斗篷上的落雪漸漸融化,潮濕的寒氣透過布料將肌膚激的冰涼,她連換件衣裳的心思都沒有,緩緩站起來去翻她的妝奩。
金釵鈿合、琳琅滿目,她胡亂翻了一通,最終在角落裡挑出個粉青玉鐲。
屋內昏暗,她特意添油點了燈,將玉鐲戴到腕上後伸到光下,燭火噗噗,正透過清潤的玉面燃燒著,她用手擺弄著玉鐲細細觀摩。

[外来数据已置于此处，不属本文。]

PR #2817, opened 2019-07-01
dont get rid of segments bit of combine statmap

GarethDaviesGW:
reverses overzealous deletions from #2815


tdent:
I won't be able to review this, sorry

tdent:
nah, well, it seems to be exactly what was there before minus the fg veto part, so if this can be tested then it seems trivial to approve

tdent:
looks like there are some lines of 'orphaned' comments and/or log messages now, probably best to remove them to avoid confusion.

PR #2823, opened 2019-07-02
Fix error in autogating & minor cleanup

titodalcanton:
There is an integer division problem in `detect_loud_glitches()` which causes the glitch detection algorithm to report wrong glitch times (by a large fraction of a second) when autogating is used in PyCBC Live. This was found while debugging #2627. In offline analyses the time series passed to `detect_loud_glitches()` is much longer, and the error becomes negligible. This patch fixes it and cleans up the autogating code a little bit in preparation for #2627.

### DIFF
--- a/pycbc/strain/strain.py
+++ b/pycbc/strain/strain.py
@@ -107,7 +107,7 @@ def detect_loud_glitches(strain, psd_duration=4., psd_stride=2.,
     w = numpy.arange(corrupt_length) / float(corrupt_length)
     strain[0:corrupt_length] *= pycbc.types.Array(w, dtype=strain.dtype)
     strain[(len(strain)-corrupt_length):] *= \
-            pycbc.types.Array(w[::-1], dtype=strain.dtype)
+        pycbc.types.Array(w[::-1], dtype=strain.dtype)
 
     if output_intermediates:
         strain.save_to_wav('strain_conditioned.wav')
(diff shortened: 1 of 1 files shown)


pycbc/strain/strain.py
```diff
@@ -100,26 +99,27 @@ def detect_loud_glitches(strain, psd_duration=4., psd_stride=2.,
...
     logging.info('Autogating: tapering strain')
-    taper_length = int(corrupt_time * strain.sample_rate)
-    w = numpy.arange(taper_length) / float(taper_length)
-    strain[0:taper_length] *= pycbc.types.Array(w, dtype=strain.dtype)
-    strain[(len(strain)-taper_length):] *= pycbc.types.Array(w[::-1],
-                                                             dtype=strain.dtype)
+    corrupt_length = int(corrupt_time * strain.sample_rate)
+    w = numpy.arange(corrupt_length) / float(corrupt_length)
+    strain[0:corrupt_length] *= pycbc.types.Array(w, dtype=strain.dtype)
+    strain[(len(strain)-corrupt_length):] *= \
```
tdent: may as well fix some PEP8 as well (spacing around `-`)

pycbc/strain/strain.py
```diff
@@ -100,26 +99,27 @@ def detect_loud_glitches(strain, psd_duration=4., psd_stride=2.,
...
-
     # zero-pad strain to a power-of-2 length
     strain_pad_length = next_power_of_2(len(strain))
     pad_start = int(strain_pad_length/2 - len(strain)/2)
     pad_end = pad_start + len(strain)
     strain_pad = pycbc.types.TimeSeries(
             pycbc.types.zeros(strain_pad_length, dtype=strain.dtype),
             delta_t=strain.delta_t, copy=False,
-            epoch=strain.start_time-pad_start/strain.sample_rate)
+            epoch=strain.start_time-pad_start/float(strain.sample_rate))
```
tdent: PEP8 here (spaces around `-` `/`)

titodalcanton: Does that apply also when the operation is used as a kwarg?

tdent: yes please!  (.. it would if you calculated the strain epoch on a separate line of code, which might actually be more readable)

PR #2825, opened 2019-07-03
Fix multiifo statmap to calculate time of zerolag coincs and remove them

tdent:


bin/hdfcoinc/pycbc_multiifo_coinc_statmap
```diff
@@ -323,68 +317,60 @@ while numpy.any(louder_foreground == 0):
...
-
     indices_to_rm = []
     for ifo in args.ifos:
         indices_to_rm = numpy.concatenate([indices_to_rm, ind_to_rm[ifo]])
-
     all_trigs = all_trigs.remove(indices_to_rm)
 
-    fore_locs = all_trigs.timeslide_id == 0
-    # The foreground trigger has been removed, continue with typical statmap operations.
+    # NB the values calculated below are not used!
```
ahnitz: Why not remove these lines if we aren't going to use them?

銀月正好回來,瞧見她縮在燭光下,白璧無瑕的面頰被映出朝霞般的艷色,連帶著身上霜色的斗篷都染上一層朦朧的光影,她緩步上前叫了聲姑娘,「您這是在做什麼呢?」
姜漣回過身來,將細腕伸到她跟前,停頓片刻後又垂下手臂遮住玉鐲,抬頭問道:「這樣大致瞧一眼,能看到這隻鐲子的內里嗎?」
銀月不明白她的用意,詫異地搖搖頭,「只能瞧見外頭。」
「那就好。」姜漣鬆了口氣,扯出絲帕一點點擦著玉鐲。
「姑娘不是不愛戴玉鐲,怎麼突然找出這個來?」銀月為她解去身上的斗篷,接在手裡冰涼一片,連身上的衣裳都帶著潮氣,不禁開口念叨:「姑娘回來沒有撐傘嗎?衣裳都濕了,回來怎麼不先換件乾淨的?」
說著,已經忘了玉鐲的事情,轉頭又要去找新的衣裳,銀月是風風火火的性子,樣樣都想要顧及到,姜漣早已經習慣這面面俱到的關切,但此時卻不是在意瑣事的時候。
她拉住銀月,將她們要隨裴瞬同去屏山,且屆時皇帝也在的事情告知,還沒等銀月琢磨過勁兒來,她已經攥緊銀月的手,低頭靠近她的肩頭,壓低了聲音說道:「等到了屏山,我要想法子在私下裡見皇上一面。」
只有她一人只怕事情難成,而在她身邊唯一可以信任的只有銀月,她不該、也不能瞞著銀月。
銀月偏頭看她,雖看不透她的想法,卻能看清楚她面上的悲戚與決然,幾乎沒有任何猶豫的點了點頭,一板一眼的開口:「到時候我給姑娘望風。」
姜漣聞言笑了笑,把玉鐲塞到她手中,交代道:「去屏山的時候帶上。」
這玉鐲或有奇用,因為在她十四歲生辰時,皇帝曾送給她一隻跟這隻成色、粗細都相差無幾的玉鐲,只是那隻更為巧奪天工,在內里嵌有「生辰吉樂」四字。
猶記得當年她父親在朝中正值鼎盛,多少人想要以他為師,不計其數的生辰賀禮源源不斷的往府上送,都被她父親拒絕,唯有皇帝拿出玉鐲時,她父親才笑著讓她收下。
有多事之人見後暗道禮輕,不慎被皇帝聽到,他高抬著頭、坦然地在眾人面前說道:「這只能算是個信物,有了它,姜妹妹只管差遣我。」